Keep us posted about the window issues. Mine seems to do it every single time I go to roll my driver's side up. To me its sort of like buying a 20 thousand dollar pair of jeans where the zipper doesnt go up. Oh well, most people wont even tell you your zippers down anyway! they just look and walk off laughing.


----------



## TraceyS (Apr 7, 2012)

*Window fix, from the VW Invoice:*

Too funny about the zipper analogy, Stingme1975. 

The VW service rep at the dealership told me that they had just received an update on how to fix the windows, and that it was a known issue. They had to order the parts. I'm looking at the invoice, and it reads:

A C/S Drivers window does not respond to switch at times SOP 
Cause: F

R 64540199
417 WVW 0.10
1 5CO-957-821 GEAR

70591900 Front Door Trim Panel Remove and Reinstall
417 WVW 0.40

64541950 WINDOW MOTOR REIMOVE +REINSTALL
417 WVW 0.10

R 64531599
417 WVW 0.40

Not sure if that info will help you, but that's what it reads on the invoice.

Tracey



Stingme1975 said:


> Keep us posted about the window issues. Mine seems to do it every single time I go to roll my driver's side up. To me its sort of like buying a 20 thousand dollar pair of jeans where the zipper doesnt go up. Oh well, most people wont even tell you your zippers down anyway! they just look and walk off laughing.


----------



## TraceyS (Apr 7, 2012)

*I was digging around looking for Splash Guard photos*

Hey Bill,

I was digging around looking for Splash Guard photos, and was very happy to see that you had posted yours. Your car looks sharp with the white and black, I just didn't know how the denim blue would look with the black splash guards as I don't have the black stripes on my car to accent them. I am thinking about getting some painted side molding though, to protect it from dings:

http://www.ebay.com/itm/VOLKSWAGEN-...ies&hash=item3f10dd91c6&vxp=mtr#ht_1716wt_712



UTE said:


> Looks good, Tracey.
> 
> Sounds like you've come across my splash guard pics. I think the guards look good on the Beetles and they work too.
> 
> Bill


----------



## moodylucy (Aug 21, 2011)

Here are the flaps on mine- I like the look, and the job they do!


----------



## 2012Turbo-B (Apr 15, 2012)

*Window issues*

Hey all,
I am also having window issues. First trip to the dealer they said that the window tint guy messed up the seals and tuff luck. They sprayed the windows with lube and sent me on my way pissed off and greasy windows!
Second trip for the same problem they could not get the windows to mess up so they washed the car and said it was probably due to the tint being too thick!

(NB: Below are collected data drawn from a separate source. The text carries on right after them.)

PR #1959, opened 2026-07-13
Restore delivery-coupled producer batching

### LINKED ISSUE #1938: P0: 1-broker producer throughput collapsed to 0.60-0.67x Confluent (compound batching regression: #1926 mute removal + #1929 micro-linger + #1920 permissive admission)
## Summary

Stress run [29213011704](https://github.com/thomhurst/Dekaf/actions/runs/29213011704) (commit 9e8cc648, first run on Kafka 4.3.1): **every 1-broker producer scenario collapsed ~40–49%** and Dekaf now loses to Confluent 0.60–0.67x on scenarios it won 1.13–1.44x in the previous run ([29202683474](https://github.com/thomhurst/Dekaf/actions/runs/29202683474), commit 0ee1abc4). Confluent *improved* 3–16% on the same run/VM, so the ratio flip is real, not VM noise.

| Scenario (1 broker, 1000B, 15m) | Dekaf prev → now | Confluent prev → now | Ratio prev → now |
|---|---|---|---|
| FnF | 1,685,818 → 1,017,571 (-40%) | 1,283,014 → 1,484,760 (+16%) | 1.29x → **0.67x** |
| FnF (3conn) | 1,858,785 → 941,749 (-49%) | — | 1.44x → **0.63x** |
| Acks All | 1,599,862 → 934,963 (-42%) | 1,380,230 → 1,422,679 (+3%) | 1.13x → **0.64x** |
| Idempotent | 1,426,631 → 909,101 (-36%) | 1,228,465 → 1,382,029 (+13%) | 1.15x → **0.64x** |
| Idempotent (3conn) | 1,608,872 → 833,256 (-48%) | — | 1.31x → **0.60x** |

All Dekaf producer results (1b *and* 3b) now cluster suspiciously at ~0.83–1.02M msg/s regardless of scenario — a common ceiling.

## Diagnostic evidence (from run artifacts + #1919 diagnostics)

- **Send loop pinned at the in-flight ceiling**: connection-scale timelines show constant partition-limited pressure events (`6→6`, delta exactly 100 = `ScalePressureDeltaThreshold`) every ~100–300ms for the entire run. These fire from `RecordSendLoopPressureIfScaleUseful()` when `pendingCount >= _totalMaxInFlight` (`src/Dekaf/Producer/BrokerSender.cs:1404-1446`) and scaling is capped at partition count (6).
- **Accumulator near-empty**: buffer utilization 0–2% all run; `brokerBudgets.admissionBlockCount = 1` total (admission gate never binds); sampled `unackedBytes` p50 = **0 MB** (p95 10.5MB) — the pipe is empty at most sample instants.
- **CPU idle**: 0.88–0.93 of 2 cores (previous run: 1.35). Not CPU-bound — wait-bound.
- **Latency dropped while throughput collapsed**: FnF p50 3.05ms → 1.85ms. Classic small-batch signature: throughput traded for latency nobody asked for.
- **Ceiling math**: with 6 connections, idempotent `_totalMaxInFlight` = 6 × 5 = 30 slots (`BrokerSender.cs:763`; `MaxInFlightRequestsPerConnection` idempotent default 5, `ProducerOptions.cs:18`). 30 slots × ~64KB requests / ~2ms loaded RTT ≈ **0.96M msg/s — exactly the observed plateau**. The per-connection *bytes* ceiling is only consulted when `_connectionCount == 1` (`BrokerSender.cs:1414-1415`), so only the count ceiling gates at 6 connections.

## Root cause: compound batching regression in 0ee1abc4..9e8cc648

Each ProduceRequest carries at most **one batch per partition** per coalesce pass, and with partition-affined bucketing (1 partition per connection at 6/6) that means **one batch per request** — so request size == sealed batch size. Three PRs in the window compounded to make sealed batches far smaller than the 1MB `BatchSize`:

1. **#1926 (04c645cd) "Pipeline non-idempotent same-partition producer sends"** — `_muteOnSend` flipped from `!_isIdempotent || _maxInFlight <= 1` (true for all non-idempotent) to `_maxInFlight <= 1 || Acks == Acks.None` (false for the stress acks=1/all scenarios) (`BrokerSender.cs:758`). Pre-#1926, a muted partition **deferred linger sealing** (`RecordAccumulator.cs:4261-4263` → `ShouldDeferPartialBatchSeal:3545-3553`), so batches filled toward 1MB during each in-flight RTT — a self-clocked full-batch pump. `_serializeBatchesPerPartition` also flipped true→false for non-idempotent (`RecordAccumulator.cs:1986`), removing the second defer condition. Post-#1926 nothing defers seals.
2. **#1929 (8e6295ef) "arm linger scheduler"** — removed the 1ms `PeriodicTimer` quantization; every awaited append signals the linger loop, and any batch containing a completion source seals at `min(1ms, LingerMs/10)` = **0.5ms** (`RecordAccumulator.cs:6180-6199`). The stress harness plants an awaited `ProduceAsync` every 1000 messages (`StressTestHelpers.cs:19`), i.e. ~1–1.9k sampled batches/sec, so statistically most batches per partition seal at ~0.5ms age instead of filling.
3. **#1920 (315e538b) "Fix pipelined admission rate estimation"** — the admission gate became strictly more permissive (zero block events all run vs the pre-#1920 low-biased gate that blocked appenders). Blocked appenders previously let backlog form so batches size-sealed at 1MB; with no backpressure the accumulator stays pinned near-empty and the linger clock rules batch size. This is the only in-range change besides #1929 that alters **idempotent** batch formation — important because #1926 didn't touch the idempotent path, yet idempotent collapsed too.

Possible amplifiers (need runtime data):
- **#1934 (9e8cc648) Kafka 4.3.1**: the workflow moved `apache/kafka:latest` → `4.3.1`; what `latest` resolved to in the healthy run is unknown. Higher per-request RTT multiplies directly into the 30-slot ceiling. Confluent improving doesn't exonerate this — librdkafka coalesces all partitions into fewer, larger requests and is far less sensitive to per-request cost.
- **#1927 (9214050f)**: plain producers now negotiate Produce **v12** (previously v11) — different broker-side code path for every produce. Cheap to A/B by capping to v11.

## Discriminating experiments

1. Log per-request `EncodedBytes` + ack RTT (`PendingResponse.RttStartTime`, `BrokerSender.cs:3148-3151`): "~60–500KB at 2–5ms" ⇒ client batching regression confirmed; "~1MB at 15–30ms" ⇒ broker RTT.
2. Rerun 9e8cc648 stress against the previous broker image (isolates #1934).
3. Revert #1929 alone (or raise `LatencySampleInterval`) and rerun FnF/idempotent.
4. A/B Produce v11 cap (isolates #1927).

## Fix plan (goal: restore >1.3x vs Confluent on all 1b scenarios)

1. **Restore delivery-coupled batch formation without re-serializing sends**: defer partial (non-size) seals for a partition while it has ≥N in-flight requests and the current batch is below a fill threshold — i.e., keep #1926's pipelining for full batches but re-create the "fill while in flight" behavior the mute provided for partial ones. Alternatively: a min-request-bytes wave barrier in the coalesce pass (don't dispatch a request far below `BatchSize` while more batches will seal within the current request cycle — cf. the 20-iteration micro-linger spin at `BrokerSender.cs:1359-1384`, which is time-bounded to a few μs and cannot bridge a 0.5ms seal cadence).
2. **Make awaited-append micro-linger (0.5ms) not apply under load**: a single sampled message in a hot batch shouldn't reduce that batch's linger 10x; scale the micro-linger by buffer/in-flight pressure or only apply it when the partition is otherwise idle.
3. **Reinstate effective admission pacing** once the estimator is fixed (tracked separately — see companion issue on `BrokerUnackedByteBudget`): the gate blocking appenders is what let batches size-seal.
4. Add per-request size + RTT histograms to `producerDeliveryDiagnostics` so this failure mode is visible directly instead of via inference (extends #1913/#1919).

Related history: #1856/#1857 (budget stuck-low), #1863/#1888 (BBR-style fix), #1911 (k/N rate bias), #1584 (send-loop core pegging).

thomhurst:
## Summary

- defer partial linger sealing while the same partition has an earlier batch in the delivery pipeline
- continue sealing size-full batches immediately, preserving non-idempotent and idempotent pipelining
- resume normal linger as soon as the predecessor exits, so sparse traffic does not wait for a full batch
- update zero-linger and purge coverage for delivery-coupled batching and contiguous idempotent sequences

## Root cause

Removing non-idempotent mute-on-send also removed the delivery clock that kept partial batches open during an in-flight request. Linger then sealed small batches even under sustained load. With partition-affined connections, each small batch became its own ProduceRequest and throughput hit the request-count ceiling.

The fix uses the existing per-partition pipeline-byte tracker as the delivery signal. A partial batch remains open while a predecessor exists; a full batch still seals and pipelines immediately. When traffic becomes sparse, the predecessor acknowledgement clears the signal and the next linger pass flushes normally.

## Validation

- `dotnet build tests/Dekaf.Tests.Unit --configuration Release --no-restore` — net8/net10, 0 warnings, 0 errors
- net10 unit suite — 5,303 passed
- focused accumulator/linger suite — 131 passed
- Kafka 4.3.1, 1-minute idempotent producer A/B:
  - no delivery coupling: 159,013 msg/s
  - full-batch delivery coupling: 570,825 msg/s (+259%)
  - paired Confluent result: 253,911 msg/s (Dekaf 2.25x)
  - 100% broker-confirmed delivery, 0 errors

Closes #1938

### DIFF
--- a/src/Dekaf/Producer/RecordAccumulator.cs
+++ b/src/Dekaf/Producer/RecordAccumulator.cs
@@ -3552,7 +3552,7 @@ public sealed partial class RecordAccumulator : IAsyncDisposable
             _serializeBatchesPerPartition,
             hasPipelineBatch,
             batch.EstimatedSize,
-            _options.BatchSize);
+            batch.EffectiveBatchSizeLimit);
     }
 
     // An earlier pipeline batch provides a short delivery clock under load. Keep the next
@@ -5772,7 +5772,7 @@ internal sealed class PartitionBatch
     public bool IsExactlyAtSizeLimit =>
         (long)RecordBatch.TotalBatchHeaderSize + _encodedRecordsLength == EffectiveBatchSizeLimit;
 
-    private int EffectiveBatchSizeLimit => _effectiveBatchSizeLimit;
+    internal int EffectiveBatchSizeLimit => _effectiveBatchSizeLimit;
 
     private static int GetEffectiveBatchSizeLimit(
         TopicPartition topicPartition,
--- a/src/Dekaf/Producer/RecordAccumulator.cs
+++ b/src/Dekaf/Producer/RecordAccumulator.cs
@@ -3538,19 +3538,37 @@ public sealed partial class RecordAccumulator : IAsyncDisposable
     private bool ShouldSealAppendedBatch(PartitionBatch batch)
         => batch.IsExactlyAtSizeLimit
             || (_options.LingerMs == 0
-                && !ShouldDeferPartialBatchSeal(batch.TopicPartition)
+                && !ShouldDeferPartialBatchSeal(batch)
                 && batch.ShouldFlush(Stopwatch.GetTimestamp(), _options.LingerMs));
 
     [MethodImpl(MethodImplOptions.AggressiveInlining)]
-    private bool ShouldDeferPartialBatchSeal(TopicPartition topicPartition)
+    private bool ShouldDeferPartialBatchSeal(PartitionBatch batch)
     {
-        if (_mutedPartitions.ContainsKey(topicPartition))
-            return true;
-
-        return _serializeBatchesPerPartition
-            && _partitionQueueBytes.TryGetValue(topicPartition, out var queuedBytes)
+        var topicPartition = batch.TopicPartition;
+        var hasPipelineBatch = _partitionQueueBytes.TryGetValue(topicPartition, out var queuedBytes)
             && queuedBytes > 0;
+        return ShouldDeferPartialBatchSeal(
+            _mutedPartitions.ContainsKey(topicPartition),
+            _serializeBatchesPerPartition,
+            hasPipelineBatch,
+            batch.EstimatedSize,
+            _options.BatchSize);
     }
+
+    // An earlier pipeline batch provides a short delivery clock under load. Keep the next
+    // partial batch open until it fills; if traffic becomes sparse, the predecessor exits,
+    // queued bytes reach zero, and the next linger pass seals normally. Size-full batches
+    // bypass this method in ShouldSealAppendedBatch and continue pipelining immediately.
+    internal static bool ShouldDeferPartialBatchSeal(
+        bool isMuted,
+        bool serializeBatchesPerPartition,
+        bool hasPipelineBatch,
+        int currentBatchSize,
+        int maximumBatchSize) =>
+        isMuted
+        || (hasPipelineBatch
+            && (serializeBatchesPerPartition
+                || currentBatchSize < maximumBatchSize));
 
     private ReadyBatch? CompleteDetachedBatchAndEnqueue(PartitionDeque pd, PartitionBatch batchToComplete)
     {
@@ -4259,7 +4277,7 @@ public sealed partial class RecordAccumulator : IAsyncDisposable
                 // allocating one BatchSize arena per record while they wait. Size-full batches
                 // still seal in the append path, and FlushAsync must always seal.
                 else if (sealAll
-                    || (!ShouldDeferPartialBatchSeal(topicPartition)
+                    || (!ShouldDeferPartialBatchSeal(pd.CurrentBatch)
                         && pd.CurrentBatch.ShouldFlush(now, _options.LingerMs)))
                 {
                     ProducerDebugCounters.RecordBatchFlushedFromDictionary();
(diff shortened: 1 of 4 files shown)


thomhurst:
Investigated the net8 failure: MultiplePartitionsMuted_IndependentlyBlocked_OtherPartitionsProceed timed out at 30s under the full parallel suite. This PR does not modify BrokerSenderMuteOrderingTests or its implementation path; the exact net8 test passes locally 3/3 in ~0.36s each. Review verdict is clear. Requested a failed-job rerun; will re-evaluate after CI completes.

Please let me know if your windows get fixed, I will drive to your dealer and have mine fixed because the Macon Georgia dealer has a bunch of morons working there.

Thanks
Dan


----------



## 2012Turbo-B (Apr 15, 2012)

2012Turbo-B said:


> Hey all,
> I am also having window issues. First trip to the dealer they said that the window tint guy messed up the seals and tuff luck. They sprayed the windows with lube and sent me on my way pissed off and greasy windows!
> Second trip for the same problem they could not get the windows to mess up so they washed the car and said it was probably due to the tint being too thick!
> 
> ...


Also the auto up down isn't working either so when I get out of the car the window won't close all the way anymore...aargh


----------



## Dvdmoviemike (Feb 29, 2012)

Check the manual on the auto window feature. You can reset that yourself.

I have been cleaning my car religiously and wiping the rubber gaskets on the power windows at least weekly.

I have not had any window issues since doing this. The sensors are just too sensitive and any little spec of dirt will make the safety feature roll them back down.


----------



## UTE (Nov 12, 2011)

My driver side window has an intermittent problem (about 50% of the time) if temps are below freezing. It will go up eventually, I just have to keep trying.

Bill


----------



## Stingme1975 (Mar 12, 2012)

Seriously..... How difficult is this for VW to fix!!! Come on. I would think that they would be offering someone,,, anyone... a Million dollars to fix this problem for good. How many wasted hours of warranty work do you think they have paid over the past 13 years dealing with this issue with beetles? Get rid of the pinch protector..if my fingers or arm get caught in the window as I am rolling it up... then either I am asleep at the wheel or i could just open the door to let myself free.


----------



## TraceyS (Apr 7, 2012)

*For Dan, contact info for the Asheville VW Dealership*

Hey Dan,

I am so sorry to hear that your dealership is treating you like this!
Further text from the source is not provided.